● Work instruction: Identify all lines in the data containing the string "using". Copy them out.

(Saved data entries)
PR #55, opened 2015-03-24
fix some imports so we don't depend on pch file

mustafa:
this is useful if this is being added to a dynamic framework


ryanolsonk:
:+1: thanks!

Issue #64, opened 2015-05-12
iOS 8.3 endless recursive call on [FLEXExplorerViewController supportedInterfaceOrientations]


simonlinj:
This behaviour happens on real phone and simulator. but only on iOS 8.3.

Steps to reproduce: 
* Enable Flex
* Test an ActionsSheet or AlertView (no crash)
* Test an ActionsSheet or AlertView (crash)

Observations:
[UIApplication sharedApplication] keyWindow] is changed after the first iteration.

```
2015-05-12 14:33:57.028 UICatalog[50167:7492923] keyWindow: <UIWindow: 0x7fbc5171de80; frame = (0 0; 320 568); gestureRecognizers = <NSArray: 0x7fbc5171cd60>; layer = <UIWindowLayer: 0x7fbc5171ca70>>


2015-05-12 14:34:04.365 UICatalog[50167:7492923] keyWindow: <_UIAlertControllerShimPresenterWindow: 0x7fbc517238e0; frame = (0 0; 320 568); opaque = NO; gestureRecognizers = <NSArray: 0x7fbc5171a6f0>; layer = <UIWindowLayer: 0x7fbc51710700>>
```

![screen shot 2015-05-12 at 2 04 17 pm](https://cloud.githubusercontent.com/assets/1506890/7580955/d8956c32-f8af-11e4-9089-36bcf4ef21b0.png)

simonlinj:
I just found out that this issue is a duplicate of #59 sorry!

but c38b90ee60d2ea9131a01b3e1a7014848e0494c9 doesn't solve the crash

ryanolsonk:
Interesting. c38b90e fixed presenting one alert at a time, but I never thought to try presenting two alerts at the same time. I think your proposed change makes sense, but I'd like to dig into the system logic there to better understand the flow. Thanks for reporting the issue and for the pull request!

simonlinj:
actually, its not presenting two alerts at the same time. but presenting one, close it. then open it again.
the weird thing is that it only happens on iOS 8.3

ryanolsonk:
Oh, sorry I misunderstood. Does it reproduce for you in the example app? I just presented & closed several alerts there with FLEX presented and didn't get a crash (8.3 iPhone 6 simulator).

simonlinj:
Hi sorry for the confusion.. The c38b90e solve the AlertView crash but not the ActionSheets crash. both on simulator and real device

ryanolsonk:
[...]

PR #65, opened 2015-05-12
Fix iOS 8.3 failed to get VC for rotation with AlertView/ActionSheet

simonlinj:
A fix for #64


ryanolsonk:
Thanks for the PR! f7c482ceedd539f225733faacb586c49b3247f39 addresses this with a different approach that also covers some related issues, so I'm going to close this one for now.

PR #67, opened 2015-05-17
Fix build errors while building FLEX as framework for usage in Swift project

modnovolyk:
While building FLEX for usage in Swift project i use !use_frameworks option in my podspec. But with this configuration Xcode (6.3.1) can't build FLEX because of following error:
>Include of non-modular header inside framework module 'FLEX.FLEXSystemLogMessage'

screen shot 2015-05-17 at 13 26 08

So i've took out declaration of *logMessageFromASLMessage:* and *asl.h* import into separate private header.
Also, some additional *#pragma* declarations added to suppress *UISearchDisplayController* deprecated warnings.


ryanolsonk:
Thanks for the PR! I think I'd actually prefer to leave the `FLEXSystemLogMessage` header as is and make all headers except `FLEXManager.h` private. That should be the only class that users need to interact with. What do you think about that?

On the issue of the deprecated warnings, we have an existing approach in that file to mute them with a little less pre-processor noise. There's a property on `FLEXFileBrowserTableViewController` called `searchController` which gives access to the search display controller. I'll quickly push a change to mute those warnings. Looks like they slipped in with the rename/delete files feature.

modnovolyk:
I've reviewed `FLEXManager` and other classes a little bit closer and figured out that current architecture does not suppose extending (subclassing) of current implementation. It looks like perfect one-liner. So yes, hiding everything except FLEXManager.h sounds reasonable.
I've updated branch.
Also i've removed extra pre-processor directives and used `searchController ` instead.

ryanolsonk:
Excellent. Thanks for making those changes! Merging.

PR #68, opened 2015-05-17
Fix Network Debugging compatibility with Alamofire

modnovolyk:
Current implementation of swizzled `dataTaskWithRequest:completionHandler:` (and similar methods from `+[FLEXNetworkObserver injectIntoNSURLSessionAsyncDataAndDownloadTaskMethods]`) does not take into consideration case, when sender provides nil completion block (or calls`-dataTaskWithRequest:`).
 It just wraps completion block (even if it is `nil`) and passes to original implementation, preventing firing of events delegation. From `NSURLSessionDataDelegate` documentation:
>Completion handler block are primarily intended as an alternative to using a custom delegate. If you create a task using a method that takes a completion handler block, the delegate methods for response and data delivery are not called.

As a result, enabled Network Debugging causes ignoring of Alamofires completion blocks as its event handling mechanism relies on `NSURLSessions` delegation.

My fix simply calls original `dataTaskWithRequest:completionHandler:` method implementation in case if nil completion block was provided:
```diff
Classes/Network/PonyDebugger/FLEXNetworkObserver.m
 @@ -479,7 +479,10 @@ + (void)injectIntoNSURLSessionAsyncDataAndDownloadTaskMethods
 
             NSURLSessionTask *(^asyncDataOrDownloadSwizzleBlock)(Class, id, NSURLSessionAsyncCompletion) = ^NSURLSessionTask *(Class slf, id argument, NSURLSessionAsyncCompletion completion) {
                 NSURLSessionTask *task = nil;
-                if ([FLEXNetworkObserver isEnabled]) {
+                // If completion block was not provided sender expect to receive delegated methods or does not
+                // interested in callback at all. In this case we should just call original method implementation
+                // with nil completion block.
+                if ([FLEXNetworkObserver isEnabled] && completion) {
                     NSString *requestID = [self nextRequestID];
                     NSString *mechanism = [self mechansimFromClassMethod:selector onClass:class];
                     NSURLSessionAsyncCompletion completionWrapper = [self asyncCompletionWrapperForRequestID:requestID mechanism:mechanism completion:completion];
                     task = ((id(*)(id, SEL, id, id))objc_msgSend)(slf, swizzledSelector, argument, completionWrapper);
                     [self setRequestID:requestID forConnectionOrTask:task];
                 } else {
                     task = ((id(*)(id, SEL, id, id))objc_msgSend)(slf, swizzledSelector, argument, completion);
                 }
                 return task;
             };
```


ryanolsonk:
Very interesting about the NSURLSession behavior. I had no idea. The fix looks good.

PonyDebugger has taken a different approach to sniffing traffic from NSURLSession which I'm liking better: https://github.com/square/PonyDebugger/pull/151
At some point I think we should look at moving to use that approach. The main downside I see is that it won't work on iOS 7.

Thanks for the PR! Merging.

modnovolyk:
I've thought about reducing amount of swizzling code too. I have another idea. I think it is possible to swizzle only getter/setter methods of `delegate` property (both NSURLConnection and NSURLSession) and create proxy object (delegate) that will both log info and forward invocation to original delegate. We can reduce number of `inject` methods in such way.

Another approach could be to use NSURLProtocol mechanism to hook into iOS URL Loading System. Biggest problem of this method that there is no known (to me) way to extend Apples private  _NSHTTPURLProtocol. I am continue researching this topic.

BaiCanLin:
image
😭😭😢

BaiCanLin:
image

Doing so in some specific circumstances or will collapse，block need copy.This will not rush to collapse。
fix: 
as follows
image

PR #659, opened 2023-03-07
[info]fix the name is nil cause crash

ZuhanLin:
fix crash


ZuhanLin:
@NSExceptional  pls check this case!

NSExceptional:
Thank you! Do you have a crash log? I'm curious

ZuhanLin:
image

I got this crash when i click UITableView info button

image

--

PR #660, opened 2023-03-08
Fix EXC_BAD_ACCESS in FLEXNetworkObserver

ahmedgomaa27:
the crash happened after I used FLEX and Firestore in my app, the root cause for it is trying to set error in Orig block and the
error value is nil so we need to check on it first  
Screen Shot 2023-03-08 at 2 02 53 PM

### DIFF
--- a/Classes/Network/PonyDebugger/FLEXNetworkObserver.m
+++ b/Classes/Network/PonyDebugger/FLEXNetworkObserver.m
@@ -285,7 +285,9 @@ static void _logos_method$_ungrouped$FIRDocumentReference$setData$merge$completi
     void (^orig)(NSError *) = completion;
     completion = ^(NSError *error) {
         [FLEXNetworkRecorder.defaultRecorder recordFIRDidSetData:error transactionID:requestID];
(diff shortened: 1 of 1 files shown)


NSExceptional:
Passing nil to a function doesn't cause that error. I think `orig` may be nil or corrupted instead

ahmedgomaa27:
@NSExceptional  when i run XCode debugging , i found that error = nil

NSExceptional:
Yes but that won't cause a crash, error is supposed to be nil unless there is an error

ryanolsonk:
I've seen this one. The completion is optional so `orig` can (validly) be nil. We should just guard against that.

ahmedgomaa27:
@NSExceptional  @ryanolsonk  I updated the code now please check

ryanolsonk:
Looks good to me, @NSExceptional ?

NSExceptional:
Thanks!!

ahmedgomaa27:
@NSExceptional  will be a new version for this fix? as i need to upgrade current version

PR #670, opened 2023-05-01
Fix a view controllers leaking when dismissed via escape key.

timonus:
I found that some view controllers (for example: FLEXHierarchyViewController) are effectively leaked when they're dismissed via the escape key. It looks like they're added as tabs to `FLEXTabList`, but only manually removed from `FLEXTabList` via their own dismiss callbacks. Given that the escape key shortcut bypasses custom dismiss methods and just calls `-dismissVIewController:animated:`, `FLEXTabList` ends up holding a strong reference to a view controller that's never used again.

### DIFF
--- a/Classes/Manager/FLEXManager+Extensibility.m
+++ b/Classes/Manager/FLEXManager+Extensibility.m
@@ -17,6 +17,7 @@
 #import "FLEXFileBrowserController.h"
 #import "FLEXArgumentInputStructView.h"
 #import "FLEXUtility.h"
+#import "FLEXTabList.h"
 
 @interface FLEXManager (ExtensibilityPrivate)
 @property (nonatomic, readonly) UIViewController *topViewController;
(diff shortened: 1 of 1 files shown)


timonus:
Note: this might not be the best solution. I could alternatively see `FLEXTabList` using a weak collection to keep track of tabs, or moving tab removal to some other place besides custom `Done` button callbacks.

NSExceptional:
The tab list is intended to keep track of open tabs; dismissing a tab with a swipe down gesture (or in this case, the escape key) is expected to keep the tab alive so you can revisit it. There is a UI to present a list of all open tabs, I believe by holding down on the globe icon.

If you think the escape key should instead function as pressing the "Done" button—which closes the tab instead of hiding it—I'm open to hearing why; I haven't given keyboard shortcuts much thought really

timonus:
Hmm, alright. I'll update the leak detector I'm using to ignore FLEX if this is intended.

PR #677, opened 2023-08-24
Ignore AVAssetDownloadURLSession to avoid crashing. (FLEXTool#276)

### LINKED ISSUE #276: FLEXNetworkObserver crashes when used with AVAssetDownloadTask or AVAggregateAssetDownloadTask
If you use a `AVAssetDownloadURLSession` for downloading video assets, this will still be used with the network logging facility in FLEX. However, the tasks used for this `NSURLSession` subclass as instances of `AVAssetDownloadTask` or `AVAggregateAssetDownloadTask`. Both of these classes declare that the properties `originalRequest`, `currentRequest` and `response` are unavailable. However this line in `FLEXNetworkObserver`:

● Response to the task:
>Completion handler block are primarily intended as an alternative to using a custom delegate. If you create a task using a method that takes a completion handler block, the delegate methods for response and data delivery are not called.
Note: this might not be the best solution. I could alternatively see `FLEXTabList` using a weak collection to keep track of tabs, or moving tab removal to some other place besides custom `Done` button callbacks.
Hmm, alright. I'll update the leak detector I'm using to ignore FLEX if this is intended.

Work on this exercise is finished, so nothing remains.